Paste it in the Instructions. Take note that to provide input data you press the forward slash /
Press / and choose the description
We want to capture multiple color outputs, to do so change the output type to an array
Keep the model at GPT-5 nano. Model choice matters. AIP supports a wide range of LLMs from providers like OpenAI, Anthropic, Meta, and Google. That range exists for a reason. Extracting color words from a sentence is not a complex reasoning task. A lightweight, fast model like GPT-5 nano is the right tool. Reaching for a larger model here is like sending a freight train to deliver a postcard. It will work, but it is wildly more machinery than the job requires. Save the heavy models for tasks that actually need them.
Rename the Output column to colors_llm
Before you commit to running the LLM against thousands of rows, use the trial feature. In Foundry, tokens are the basic units of text that LLMs use to process and understand input. The size of the text will dictate the amount of compute used by the backing model to serve the response. Every description you send costs tokens, and longer descriptions cost more. Running a bad prompt against your entire dataset and then fixing it is an expensive way to learn. The trial lets you test against a small sample in seconds, see exactly what the model returns, and adjust your instructions before you scale. Get it right on ten rows first. Then run it on ten thousand.
At the bottom click on Trial run
Then click, Select from input table
I will select the row that we were looking at previously, with the gray skies mixed in with silvery spaceship.
Press run
We can then see that it took about 1.2K LLM tokens, and 5 seconds
By clicking on the Use LLM node, we can get a preview of 10 rows.
Test run 100 rows
Next, we want to run a test run of 100 rows. To do so we want to sort the rows by date, and then take the top 100.
Insert a transform in front of the Regex Extract
Add a TOP ROWS, enter 100, choose datetime, Ascending, and Apply and then close
Rename the node to Limit 100
After the Use LLM add an output.
Choose New dataset
Name it 100 Test
Click Deploy, and the Deploy Pipeline
After it is deployed, right click and choose Open (Using the arrow method, to open in a new tab)
It's very interesting to profile the data. See how the LLM extracts the color versus the regex.
Wrapping up
Look at the two columns side by side. The regex gives you exactly what you asked for, every color word it could find, with no understanding of which one actually described the UFO. The LLM reads the sentence the way a person would and pulls out the color that matters.
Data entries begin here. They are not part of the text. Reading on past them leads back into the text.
PR #52, opened 2021-02-03
Generalize e2e pipeline test to work with keras and tensorflow saved models

OliverScherf:
The existing test pipeline already worked with both keras and tensorflow saved models, hence I generalized the naming and the content of the scripts. Since I renamed the script, I also updated the github build-and-test.yaml. 

Furthermore the test case generator can now handle int32 as output type of operations.

### DIFF
--- a/scripts/generate_testscases.py
+++ b/scripts/generate_testscases.py
@@ -62,6 +62,8 @@ def save_examples(path: str, examples, file_format: str):
         dtype = array.dtype
         if dtype == np.float32:
             return "float"
+        elif dtype == np.int32:
+            return "int32_t"
         else:
             raise ValueError(
                 f"C type conversion for dtype '{dtype}' not implemented.'")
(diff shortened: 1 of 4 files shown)


scripts/model_to_savedmodel_with_predict_function.py
```diff
@@ -41,24 +41,32 @@ def translate(model_path: str, output_path: str, batch_size: int):
...
 
     tf.saved_model.save(module, output_path)
 
 
 def main():
     parser = argparse.ArgumentParser(
-        description="Translate keras model to saved model format")
+        description=
+        "Translates a model to saved model format with a predict function for further compiling." \
+        "Both keras and saved model format as input is supported."
```
marbre, line 56:
```suggestion
       Keras and saved model format are supported as input.
```

marbre (changes requested):
Minor nit.

scripts/generate_testscases.py
```diff
@@ -120,15 +122,25 @@ def function_name():
                 )
 
             for i, curr_output in enumerate(outputs):
+                if not isinstance(curr_output, np.ndarray):
+                    if isinstance(curr_output, int):
```
simon-camp, line 126: We should check if tf.int_64 is also represented as Python int here. It's worth adding an e2e test for both cases in a follow up.

simon-camp (approved):
LGTM. I'm not sure about the code reformatting though. We may want to a linter configuration file.

marbre (approved):

PR #57, opened 2021-02-18
Introduce core ops header and move mhlo::abs to it

marbre:
This introduces are core ops header in which common ops are implemented.
Those common ops can be called/used from different conversion passes.


dajuro (approved):
LGTM

PR #59, opened 2021-02-18
Add TOSA add and exp operations

dajuro:
Adds `add` and `exp` operations to `emitc_tosa.h` and corresponding tests. To achieve a shared implementation between mhlo and tosa these ops were moved from `emitc_mhlo.h` to `emitc_core_ops.h`.

### DIFF
--- a/docs/tosa-op-coverage.md
+++ b/docs/tosa-op-coverage.md
@@ -6,3 +6,6 @@ The table below shows the supported TOSA ops.
 | :-------------------- |:------------------:| :------ |
 | **Unary elementwise ops**
 | abs                   | :heavy_check_mark: | |
+| exp                   | :heavy_check_mark: | |
+| **Binary elementwise ops**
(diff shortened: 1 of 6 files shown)


marbre:
Maybe the PR title or at least the PR description should mention that the so far mhlo only ops were moved as these are common core functions/ops.

marbre (changes requested):
Please add the now supported ops to `docs/tosa-op-coverage.md`.

dajuro:
I fixed the tests and added the ops to `docs/tosa-op-coverage.md`. But I completely screwed up to do this via the github "requested changes"-workflow...

marbre (approved):
The "requested" changes just means that there is something left to do from the reviewer's perspective. I didn't proposed/made any suggestions. Thus you can fix this with addition commits or change the existing commits (choosing the way you prefer) and request a re-review :)

PR #64, opened 2021-02-26
Add conversions for tosa.reciprocal and tosa.rsqrt.

dajuro:
This adds conversions for `tosa.reciprocal` and `tosa.rsqrt`. Also adds tests for conversions and functions. `tosa.rsqrt` is splitted into two `emitc::CallOp`: `emitc::sqrt` and `tosa::reciprocal`.


marbre (approved):
Awesome. Really happy to see progress :)

PR #66, opened 2021-03-01
Add conversions for tosa.fully_connected and tosa.mul

OliverScherf:
* Adds conversions for tosa.fully_connected and tosa.mul
* Adds support for broadcasting which is used implicitly in TOSA's binary ops such as tosa.mul and tosa.add


include/emitc/emitc_tosa.h
```diff
@@ -49,6 +49,63 @@ inline Src add(Src x, Src y) {
...
+}
+
+/// Functions for other TOSA ops.
+// BroadcastInDimOp
+template <typename Dest, typename Src>
+inline Dest
+broadcast_in_dim(Src operand,
+                 Tensor<int64_t, Src::rank()> broadcast_dimensions) {
+  return emitc::broadcast_in_dim<Dest>(operand, broadcast_dimensions);
+}
```
marbre, line 66: There is no `broadcast_in_dim` in TOSA. Thus, we shouldn't define one in our header. Just directly convert to an emitc call that is calling the core func.

include/emitc/emitc_tosa.h
```diff
@@ -49,6 +49,63 @@ inline Src add(Src x, Src y) {
...
+
+
+
+// FullyConnectedOp
```
marbre, line 70: @simon-camp Please review this one.

lib/Dialect/EmitC/Conversion/TosaToEmitC.cpp
```diff
@@ -108,11 +108,171 @@ class RsqrtOpConversion : public OpConversionPattern<tosa::RsqrtOp> {
...
+SmallVector<Value, 2>
+create_broadcast_op_if_needed(SrcOp &srcOp, ArrayRef<Value> operands,
+                              ConversionPatternRewriter &rewriter) {
+  // TOSA allows implicit broadcasting, so we need to insert broadcast_in_dim
+  // Ops if necessary
+  // clang-format off
+  // tosa.add tensor<8xf32>)     -> tensor<1x4x4x8xf32>     Broadcast dims = (3)
+  // tosa.add tensor<4x8xf32>)   -> tensor<1x4x4x8xf32>     Broadcast dims = (2, 3) 
+  // tosa.add tensor<4x4x8xf32>) -> tensor<1x4x4x8xf32>     Broadcast dims = (1, 2, 3)
+  // clang-format on
```
marbre, line 121: Why a clang-format off?

lib/Dialect/EmitC/Conversion/TosaToEmitC.cpp
```diff
@@ -108,11 +108,171 @@ class RsqrtOpConversion : public OpConversionPattern<tosa::RsqrtOp> {
   }
 };
 
+template <typename SrcOp>
+SmallVector<Value, 2>
+create_broadcast_op_if_needed(SrcOp &srcOp, ArrayRef<Value> operands,
+                              ConversionPatternRewriter &rewriter) {
+  // TOSA allows implicit broadcasting, so we need to insert broadcast_in_dim
+  // Ops if necessary
```
marbre, line 116:
```suggestion
  // ops if necessary
```

lib/Dialect/EmitC/Conversion/TosaToEmitC.cpp
```diff
@@ -108,11 +108,171 @@ class RsqrtOpConversion : public OpConversionPattern<tosa::RsqrtOp> {
...
+  // clang-format off
+  // tosa.add tensor<8xf32>)     -> tensor<1x4x4x8xf32>     Broadcast dims = (3)
+  // tosa.add tensor<4x8xf32>)   -> tensor<1x4x4x8xf32>     Broadcast dims = (2, 3) 
+  // tosa.add tensor<4x4x8xf32>) -> tensor<1x4x4x8xf32>     Broadcast dims = (1, 2, 3)
+  // clang-format on
+
+  StringRef broadcastFuncName = "emitc::broadcast_in_dim";
```
marbre, line 123: Here you're actually calling the core op. So as mentioned before, no need to add it to the tosa header.

lib/Dialect/EmitC/Conversion/TosaToEmitC.cpp
```diff
@@ -108,11 +108,171 @@ class RsqrtOpConversion : public OpConversionPattern<tosa::RsqrtOp> {
...
+  StringAttr broadcastCallee = rewriter.getStringAttr(broadcastFuncName);
+
+  Value output = srcOp.getResult();
+  auto opOutputShape = output.getType().cast<RankedTensorType>().getShape();
+  auto opOutputRank = output.getType().cast<RankedTensorType>().getRank();
+  SmallVector<Value, 2> broadcastedOperands;
+  broadcastedOperands.push_back(operands[0]);
+  broadcastedOperands.push_back(operands[1]);
+  for (size_t i = 0; i < operands.size(); i++) {
+    auto &operand = operands[i];
```
marbre, line 133: Why not iterating over the operands?

lib/Dialect/EmitC/Conversion/TosaToEmitC.cpp
```diff
@@ -122,6 +282,14 @@ void populateTosaToEmitcPatterns(MLIRContext *ctx,
 
   // Binary elementwise ops
   patterns.insert<CallOpConversion<tosa::AddOp>>(ctx, "tosa::add");
+  patterns.insert<CallOpConversion<tosa::MulOp>>(ctx, "tosa::mul");
+
+  patterns.insert<CallOpBroadcastableConversion<tosa::AddOp>>(ctx, "tosa::add");
+  patterns.insert<MulOpConversion>(ctx, "tosa::mul");
```
marbre, line 288: Adding `patterns.insert<CallOpConversion<tosa::MulOp>>(ctx, "tosa::mul");` *and* `patterns.insert<MulOpConversion>(ctx, "tosa::mul");` seems wrong.

test/Conversion/tosa-to-emitc.mlir
```diff
@@ -30,7 +30,63 @@ func @test_rsqrt(%arg0: tensor<13x21x3xf32>) -> tensor<13x21x3xf32> {
...
+
+// MulOp: Second operand needs to be broadcasted + expanded
+func @test_mul4(%arg0: tensor<13x21x3xf32>, %arg1: tensor<3xf32>) -> tensor<13x21x3xf32> {
+  // CHECK: emitc.call "emitc::broadcast_in_dim"(%arg1) {args = [dense<2> : tensor<1xi64>], template_args = [tensor<13x21x3xf32>]} : (tensor<3xf32>) -> tensor<13x21x3xf32>
+  // CHECK: emitc.call "tosa::mul"(%arg0, %0) {args = [1 : i32], template_args = []} : (tensor<13x21x3xf32>, tensor<13x21x3xf32>) -> tensor<13x21x3xf32>
+  %0 = "tosa.mul"(%arg0, %arg1)  { shift = 1 : i32 } : (tensor<13x21x3xf32>, tensor<3xf32>) -> tensor<13x21x3xf32>
+  return %0 : tensor<13x21x3xf32>
+}
+
+// MulOp: Second operand needs to be broadcasted + expanded with two dimension
```
marbre, line 78:
```suggestions
// MulOp: Second operand needs to be broadcasted + expanded by two dimensions
```
By two dimensions or by a second? Haven't looked that closely.

marbre (changes requested):
Some first comments, will look to the conversions more closely later.

marbre:
FYI, normally the C++ unittests belong to the PR and shouldn't be added separately.

lib/Dialect/EmitC/Conversion/TosaToEmitC.cpp
OliverScherf: I need the index to map the broadcasted operands to the SrcOp's operands, if a broadcast has to happens.

test/Conversion/tosa-to-emitc.mlir
OliverScherf: I updated the comment in the test to make it more clear:

`// MulOp: Second two dimensional operand needs to be broadcasted + expanded to four dimensions`

A broadcast from a Tensor2D into a Tensor4D is happening here.

include/emitc/emitc_tosa.h
```diff
@@ -49,6 +49,52 @@ inline Src add(Src x, Src y) {
...
+  static_assert(output.dim(1) == weights.dim(0),
+                "Output and weights dimensions does not match.");
+  static_assert(weights.dim(0) == bias.dim(0),
+                "Bias and weights dimensions does not match.");
+
+  const size_t N = input.dim(0);
+  const size_t C_IN = input.dim(1);
+  const size_t C_OUT = weights.dim(0);
+
+  for (size_t n = 0; n < N; ++n) {
```
simon-camp, line 85: We use post increment everywhere else I think.

lib/Dialect/EmitC/Conversion/TosaToEmitC.cpp
OliverScherf: clang-format would format the comment into more lines and this would reduce clarity. I shortened the comment so it wouldn't add line breaks and removed the clang-format off statement, because there was a typo in the comment anyway.

lib/Dialect/EmitC/Conversion/TosaToEmitC.cpp
```diff
@@ -108,11 +108,169 @@ class RsqrtOpConversion : public OpConversionPattern<tosa::RsqrtOp> {
...
+        mlir::ValueRange({broadcastedOperands[0], broadcastedOperands[1]}));
+
+    return success();
+  }
+
+  StringRef funcName;
+  // If set, use the result type of the operation as template parameter
+  bool explicitResultType;
+  // If set, use the operand types as (additional) template parameters
+  bool explicitOperandTypes;
```
simon-camp, line 267: As this conversion operates on a single op, these attributes can be removed (inlined).

lib/Dialect/EmitC/Conversion/TosaToEmitC.cpp
```diff
@@ -108,11 +108,169 @@ class RsqrtOpConversion : public OpConversionPattern<tosa::RsqrtOp> {
...
+                  bool explicitOperandTypes = false)
+      : OpConversionPattern<tosa::MulOp>(ctx), funcName(funcName),
+        explicitResultType(explicitResultType),
+        explicitOperandTypes(explicitOperandTypes) {}
+
+private:
+  LogicalResult
+  matchAndRewrite(tosa::MulOp mulOp, ArrayRef<Value> operands,
+                  ConversionPatternRewriter &rewriter) const override {
+    StringAttr callee = rewriter.getStringAttr(funcName);
```
simon-camp, line 231: Hardcode `"tosa::mul"`

lib/Dialect/EmitC/Conversion/TosaToEmitC.cpp
```diff
@@ -108,11 +108,169 @@ class RsqrtOpConversion : public OpConversionPattern<tosa::RsqrtOp> {
...
+      Type type = mulOp.getType();
+      templateArgs_.push_back(TypeAttr::get(type));
+    }
+
+    if (explicitOperandTypes) {
+      for (auto &operand : operands) {
+        Type type = operand.getType();
+        templateArgs_.push_back(TypeAttr::get(type));
+      }
+    }
```
simon-camp, line 245: These are always false for the mul operation.

lib/Dialect/EmitC/Conversion/TosaToEmitC.cpp
```diff
@@ -108,11 +108,169 @@ class RsqrtOpConversion : public OpConversionPattern<tosa::RsqrtOp> {
...
+
+    SmallVector<Attribute, 1> args_;
+    args_.push_back(mulOp.shiftAttr());
+    ArrayAttr args = rewriter.getArrayAttr(args_);
+
+    ArrayAttr templateArgs = ArrayAttr::get(mulOp.getContext(), templateArgs_);
```
simon-camp, line 251: We don't need explicit template args here. This can be changed to `ArrayAttr templateArgs;`, which cleans up the generated IR.

lib/Dialect/EmitC/Conversion/TosaToEmitC.cpp
```diff
@@ -108,11 +108,169 @@ class RsqrtOpConversion : public OpConversionPattern<tosa::RsqrtOp> {
...
+
+    if (explicitOperandTypes) {
+      for (auto &operand : operands) {
+        Type type = operand.getType();
+        templateArgs_.push_back(TypeAttr::get(type));
+      }
+    }
+
+    SmallVector<Attribute, 1> args_;
+    args_.push_back(mulOp.shiftAttr());
```
simon-camp, line 248: When we add additional arguments to the call operation we need to insert an index attribute for all operands first. i.e. something like this (untested).

```c++
args_.push_back(rewriter.getIndexAttr(0));
args_.push_back(rewriter.getIndexAttr(1));
args_.push_back(mulOp.shiftAttr());
```

simon-camp (changes requested):
I've left some comments.

OliverScherf:
Thanks for your feedback @marbre and @simon-camp! I implemented the requested changes.

I also added Unittests for the FullyConnectedOp and MulOp.

lib/Dialect/EmitC/Conversion/TosaToEmitC.cpp
marbre: Please don't mark comments as resolved if you don't address them via commits. Otherwise I have to go through all previous comments...

I hoped one could still use `for (auto operand : operands)` and avoid C style loop, but if not, it's okay.

lib/Dialect/EmitC/Conversion/TosaToEmitC.cpp
```diff
@@ -108,11 +108,149 @@ class RsqrtOpConversion : public OpConversionPattern<tosa::RsqrtOp> {
...
+  StringRef broadcastFuncName = "emitc::broadcast_in_dim";
+  StringAttr broadcastCallee = rewriter.getStringAttr(broadcastFuncName);
+
+  Value output = srcOp.getResult();
+  auto opOutputShape = output.getType().cast<RankedTensorType>().getShape();
+  auto opOutputRank = output.getType().cast<RankedTensorType>().getRank();
+  SmallVector<Value, 2> broadcastedOperands;
+  broadcastedOperands.push_back(operands[0]);
+  broadcastedOperands.push_back(operands[1]);
+  for (size_t i = 0; i < operands.size(); i++) {
```
marbre, line 130: You may want to change this to
```suggestion
  for (size_t i = 0; i < operands.size(); ++i) {
```

include/emitc/emitc_core_ops.h
```diff
@@ -71,6 +71,61 @@ inline Src add(Src x, Src y) {
...
+template <typename Src>
+inline Src mul(Src x, Src y) {
+  using ET_Src = typename get_element_type<Src>::type;
+
+  auto f = std::multiplies<ET_Src>{};
+
+  return binary<Src>(x, y, f);
+}
+
+/// Functions for other ops.
```
marbre, line 84:
```suggestion
/// Other ops
```

include/emitc/emitc_tosa.h
```diff
@@ -49,6 +49,72 @@ inline Src add(Src x, Src y) {
...
+inline Src mul(Src x, Src y, int32_t shift) {
+  assert(shift == 0); // shift has to be 0 if datatype is not int32_t
+  return emitc::mul(x, y);
+}
+
+template <>
+inline Tensor0D<int32_t> mul(Tensor0D<int32_t> x, Tensor0D<int32_t> y,
+                             int32_t shift) {
+  // Taken from
+  // https://git.mlplatform.org/tosa/reference_model.git/tree/reference_model/src/ops/ewise_binary.cc?id=df8626976df6c779bb30df9c5ceef689462109c0#n436
```
marbre, line 63: To which portion of you code does this apply? We may have to mark the taken over parts more clearly. Further, have you checked the license?

lib/Dialect/EmitC/Conversion/TosaToEmitC.cpp
```diff
@@ -108,11 +108,149 @@ class RsqrtOpConversion : public OpConversionPattern<tosa::RsqrtOp> {
...
+      for (int64_t d = numBroadcastDims; d < opOutputRank; d++) {
+        broadcastIndices.push_back(
+            mlir::IntegerAttr::get(rewriter.getIntegerType(64), d));
+      }
+
+      RankedTensorType ty =
+          RankedTensorType::get({static_cast<int64_t>(operandRank)},
+                                IntegerType::get(srcOp.getContext(), 64));
+      ArrayAttr broadcastArgs = rewriter.getArrayAttr(
+          DenseIntElementsAttr::get(ty, broadcastIndices));
```
marbre, line 148:
```suggestion
      RankedTensorType tensorType =
          RankedTensorType::get({static_cast<int64_t>(operandRank)},
                                IntegerType::get(srcOp.getContext(), 64));
      ArrayAttr broadcastArgs = rewriter.getArrayAttr(
          DenseIntElementsAttr::get(tensorType, broadcastIndices));
```

lib/Dialect/EmitC/Conversion/TosaToEmitC.cpp
```diff
@@ -108,11 +108,149 @@ class RsqrtOpConversion : public OpConversionPattern<tosa::RsqrtOp> {
...
+      // Replace the original operand with the result of the broadcast_in_dim
+      // operation
+      broadcastedOperands[i] = broadcastArg.getResult(0);
+    }
+  }
+  return broadcastedOperands;
+}
+
+template <typename SrcOp>
+class CallOpBroadcastableConversion : public OpConversionPattern<SrcOp> {
```
marbre, line 165: Maybe we should name this `BroadcastableCallOpConversion` instead of `CallOpBroadcastableConversion`? :)

@simon-camp @dajuro Your suggestions?

unittests/emitc_tosa.cpp
```diff
@@ -31,4 +34,43 @@ TEST(tosa, reciprocal) {
   EXPECT_THAT(result, Pointwise(FloatNear(EPSILON), excpected));
 }
 
+// Binary ops
```
marbre, line 37:
```suggestion
// Binary elementwise ops
```
To be consistent with your change above :)

marbre (changes requested):
Looks much better now. Still some nits.

In addition, do you have an idea how we can better test a broadcasted op? Can be done in a followup :)

include/emitc/emitc_tosa.h
```diff
@@ -49,6 +49,72 @@ inline Src add(Src x, Src y) {
   return emitc::add<Src>(x, y);
 }
 
+// MulOp
+template <typename Src>
+inline Src mul(Src x, Src y, int32_t shift) {
```
dajuro, line 54: Since you have written a `MulOpConversion` I suggest to drop `int32_t shift` and the assert completely: the compiler will be forced to choose the right function or fail miserable :)

lib/Dialect/EmitC/Conversion/TosaToEmitC.cpp
dajuro: No preference here.

lib/Dialect/EmitC/Conversion/TosaToEmitC.cpp
```diff
@@ -108,11 +108,149 @@ class RsqrtOpConversion : public OpConversionPattern<tosa::RsqrtOp> {
...
+  LogicalResult
+  matchAndRewrite(tosa::MulOp mulOp, ArrayRef<Value> operands,
+                  ConversionPatternRewriter &rewriter) const override {
+    StringRef funcName = "tosa::mul";
+    StringAttr callee = rewriter.getStringAttr(funcName);
+
+    SmallVector<Attribute, 1> args_;
+    args_.push_back(rewriter.getIndexAttr(0));
+    args_.push_back(rewriter.getIndexAttr(1));
+    args_.push_back(mulOp.shiftAttr());
```
dajuro, line 235: Just add 'shiftAttr' if needed. See my comment above: we can force the compiler to choose the right function.

lib/Dialect/EmitC/Conversion/TosaToEmitC.cpp
```diff
@@ -108,11 +108,149 @@ class RsqrtOpConversion : public OpConversionPattern<tosa::RsqrtOp> {
   }
 };
 
+template <typename SrcOp>
+SmallVector<Value, 2>
+create_broadcast_op_if_needed(SrcOp &srcOp, ArrayRef<Value> operands,
```
dajuro, line 113: Do we need to call this in every conversion by hand?

lib/Dialect/EmitC/Conversion/TosaToEmitC.cpp
OliverScherf: I'm not quite sure why GitHub still shows the old code here. I already switched to post increment in this loop.

marbre: Have you pushed your changes?

lib/Dialect/EmitC/Conversion/TosaToEmitC.cpp
marbre: Let's just keep it as it. We can still refactor in a followup if desired.

lib/Dialect/EmitC/Conversion/TosaToEmitC.cpp
marbre: I think this is just shared code. I assume we will not only have this in the broadcastable call op conversion.

include/emitc/emitc_tosa.h
```diff
@@ -49,6 +49,72 @@ inline Src add(Src x, Src y) {
...
+  assert(shift == 0); // shift has to be 0 if datatype is not int32_t
+  return emitc::mul(x, y);
+}
+
+template <>
+inline Tensor0D<int32_t> mul(Tensor0D<int32_t> x, Tensor0D<int32_t> y,
```
simon-camp, line 60: This won't work as expected, this function should be called for tensors with element type int32_t no matter what dimension.

simon-camp (changes requested):

include/emitc/emitc_tosa.h
OliverScherf: I commited your suggestion.

lib/Dialect/EmitC/Conversion/TosaToEmitC.cpp
OliverScherf: This is in fact shared code. It is used in the `MulOpConversion` and `CallOpBroadcastableConversion`.

marbre: So we might revise the naming and check that is placed in the anonymous namespace (no need for a free function here), but in principle that's fine :)

marbre (approved):
LGTM if the pipeline has nothing to nag ;)

dajuro (approved):
LGTM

That difference is the whole point of this lesson. Regex is fast, cheap, and predictable. When the pattern is simple and the rules are clear, it is the right tool. But language is messy, and the moment your data starts looking like something a human wrote, rules start breaking down. That is where an LLM earns its place.
A few things worth carrying forward:
Pick the right model for the job. GPT-5 nano handled this task in seconds for very few tokens. A larger model would have done the same work for far more cost and no better result.
Trial before you scale. Ten rows will tell you almost everything you need to know about whether your prompt is working. Ten thousand rows will tell you the same thing, just with a much bigger bill.
Use the LLM where it actually adds value. Not every column needs one. The pipeline is strongest when regex, transforms, and LLMs each do the part of the work they are best suited for.